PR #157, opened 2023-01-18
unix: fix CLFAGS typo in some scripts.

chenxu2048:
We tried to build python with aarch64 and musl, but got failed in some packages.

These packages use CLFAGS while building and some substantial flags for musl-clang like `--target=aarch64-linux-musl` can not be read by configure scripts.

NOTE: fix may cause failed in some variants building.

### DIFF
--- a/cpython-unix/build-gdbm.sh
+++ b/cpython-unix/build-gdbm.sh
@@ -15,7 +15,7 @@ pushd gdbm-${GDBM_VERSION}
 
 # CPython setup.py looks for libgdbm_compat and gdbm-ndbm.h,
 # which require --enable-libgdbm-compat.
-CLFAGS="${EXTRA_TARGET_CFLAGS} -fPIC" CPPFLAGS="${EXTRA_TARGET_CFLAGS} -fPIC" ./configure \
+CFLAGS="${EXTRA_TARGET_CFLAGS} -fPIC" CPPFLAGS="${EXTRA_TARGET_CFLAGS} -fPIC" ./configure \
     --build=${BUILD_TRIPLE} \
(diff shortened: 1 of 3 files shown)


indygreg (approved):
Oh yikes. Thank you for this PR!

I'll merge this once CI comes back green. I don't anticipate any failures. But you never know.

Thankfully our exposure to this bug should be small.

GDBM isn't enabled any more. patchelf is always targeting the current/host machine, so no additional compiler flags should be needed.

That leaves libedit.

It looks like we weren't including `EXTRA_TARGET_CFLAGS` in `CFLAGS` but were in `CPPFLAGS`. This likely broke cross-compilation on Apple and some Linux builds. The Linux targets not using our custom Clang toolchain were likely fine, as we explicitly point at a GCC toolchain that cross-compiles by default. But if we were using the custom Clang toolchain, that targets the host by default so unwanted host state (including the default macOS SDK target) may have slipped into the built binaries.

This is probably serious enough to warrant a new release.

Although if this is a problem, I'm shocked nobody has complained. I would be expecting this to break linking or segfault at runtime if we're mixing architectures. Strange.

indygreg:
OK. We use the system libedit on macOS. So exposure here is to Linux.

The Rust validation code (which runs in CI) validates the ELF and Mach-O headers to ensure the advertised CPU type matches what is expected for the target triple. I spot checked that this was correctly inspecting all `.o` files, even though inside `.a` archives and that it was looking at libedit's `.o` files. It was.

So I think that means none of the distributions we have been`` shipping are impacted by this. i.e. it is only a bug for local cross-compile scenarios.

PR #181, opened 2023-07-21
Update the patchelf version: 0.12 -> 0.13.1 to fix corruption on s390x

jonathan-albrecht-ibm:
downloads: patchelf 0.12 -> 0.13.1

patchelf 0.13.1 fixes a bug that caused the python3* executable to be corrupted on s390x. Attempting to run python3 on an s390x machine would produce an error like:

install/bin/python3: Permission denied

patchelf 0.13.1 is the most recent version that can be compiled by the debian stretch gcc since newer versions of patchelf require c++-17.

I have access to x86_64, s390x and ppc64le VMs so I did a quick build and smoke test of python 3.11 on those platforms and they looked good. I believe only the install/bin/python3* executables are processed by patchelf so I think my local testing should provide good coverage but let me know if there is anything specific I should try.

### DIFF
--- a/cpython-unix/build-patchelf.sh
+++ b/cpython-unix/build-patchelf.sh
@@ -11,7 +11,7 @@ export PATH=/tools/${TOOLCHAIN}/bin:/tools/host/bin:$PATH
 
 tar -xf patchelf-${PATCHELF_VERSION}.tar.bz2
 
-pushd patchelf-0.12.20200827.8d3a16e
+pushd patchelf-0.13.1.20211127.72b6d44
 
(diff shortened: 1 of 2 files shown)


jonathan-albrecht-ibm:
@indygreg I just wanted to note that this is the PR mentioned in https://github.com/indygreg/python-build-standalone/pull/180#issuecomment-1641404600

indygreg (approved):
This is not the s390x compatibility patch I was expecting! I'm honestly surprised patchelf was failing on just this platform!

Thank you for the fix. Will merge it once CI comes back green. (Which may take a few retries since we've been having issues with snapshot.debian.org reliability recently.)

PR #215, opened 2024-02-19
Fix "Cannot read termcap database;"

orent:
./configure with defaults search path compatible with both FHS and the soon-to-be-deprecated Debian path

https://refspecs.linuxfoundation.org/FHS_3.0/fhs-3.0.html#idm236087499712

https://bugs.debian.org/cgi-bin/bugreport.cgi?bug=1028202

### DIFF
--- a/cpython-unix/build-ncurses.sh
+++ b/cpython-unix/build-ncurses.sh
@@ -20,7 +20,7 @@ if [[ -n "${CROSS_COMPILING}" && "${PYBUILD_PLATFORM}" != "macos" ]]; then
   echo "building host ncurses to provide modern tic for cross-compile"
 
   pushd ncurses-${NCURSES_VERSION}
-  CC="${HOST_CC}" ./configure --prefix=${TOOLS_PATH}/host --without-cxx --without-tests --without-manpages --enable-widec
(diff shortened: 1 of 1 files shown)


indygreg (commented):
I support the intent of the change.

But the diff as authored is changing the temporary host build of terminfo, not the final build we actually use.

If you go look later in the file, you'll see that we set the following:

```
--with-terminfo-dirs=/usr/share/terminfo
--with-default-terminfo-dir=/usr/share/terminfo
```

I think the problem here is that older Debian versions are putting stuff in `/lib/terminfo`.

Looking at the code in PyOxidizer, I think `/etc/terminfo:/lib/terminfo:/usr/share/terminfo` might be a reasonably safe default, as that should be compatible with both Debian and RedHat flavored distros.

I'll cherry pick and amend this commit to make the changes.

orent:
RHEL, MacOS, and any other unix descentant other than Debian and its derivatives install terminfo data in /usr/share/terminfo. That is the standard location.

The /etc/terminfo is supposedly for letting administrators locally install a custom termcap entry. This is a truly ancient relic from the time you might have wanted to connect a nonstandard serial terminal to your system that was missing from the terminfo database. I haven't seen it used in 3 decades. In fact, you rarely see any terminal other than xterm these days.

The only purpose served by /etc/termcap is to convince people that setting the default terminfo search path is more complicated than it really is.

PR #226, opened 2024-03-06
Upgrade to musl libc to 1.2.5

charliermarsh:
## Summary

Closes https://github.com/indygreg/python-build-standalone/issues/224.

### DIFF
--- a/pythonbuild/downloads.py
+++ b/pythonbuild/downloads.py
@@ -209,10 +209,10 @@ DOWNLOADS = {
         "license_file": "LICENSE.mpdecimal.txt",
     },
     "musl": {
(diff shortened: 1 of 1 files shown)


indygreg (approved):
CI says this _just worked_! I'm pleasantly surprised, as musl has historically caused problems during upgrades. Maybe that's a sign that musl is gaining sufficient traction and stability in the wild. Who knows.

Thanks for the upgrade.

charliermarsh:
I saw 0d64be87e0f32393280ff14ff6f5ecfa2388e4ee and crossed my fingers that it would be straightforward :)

▸ WORK ITEM
Reproduce word for word only the first line of the listing above and each line after it through the line with "That leaves libedit.".

▸ THE COMPLETED TASK
PR #157, opened 2023-01-18
unix: fix CLFAGS typo in some scripts.

chenxu2048:
We tried to build python with aarch64 and musl, but got failed in some packages.

These packages use CLFAGS while building and some substantial flags for musl-clang like `--target=aarch64-linux-musl` can not be read by configure scripts.

NOTE: fix may cause failed in some variants building.

### DIFF
--- a/cpython-unix/build-gdbm.sh
+++ b/cpython-unix/build-gdbm.sh
@@ -15,7 +15,7 @@ pushd gdbm-${GDBM_VERSION}
 
 # CPython setup.py looks for libgdbm_compat and gdbm-ndbm.h,
 # which require --enable-libgdbm-compat.
-CLFAGS="${EXTRA_TARGET_CFLAGS} -fPIC" CPPFLAGS="${EXTRA_TARGET_CFLAGS} -fPIC" ./configure \
+CFLAGS="${EXTRA_TARGET_CFLAGS} -fPIC" CPPFLAGS="${EXTRA_TARGET_CFLAGS} -fPIC" ./configure \
     --build=${BUILD_TRIPLE} \
(diff shortened: 1 of 3 files shown)


indygreg (approved):
Oh yikes. Thank you for this PR!

I'll merge this once CI comes back green. I don't anticipate any failures. But you never know.

Thankfully our exposure to this bug should be small.

GDBM isn't enabled any more. patchelf is always targeting the current/host machine, so no additional compiler flags should be needed.

That leaves libedit.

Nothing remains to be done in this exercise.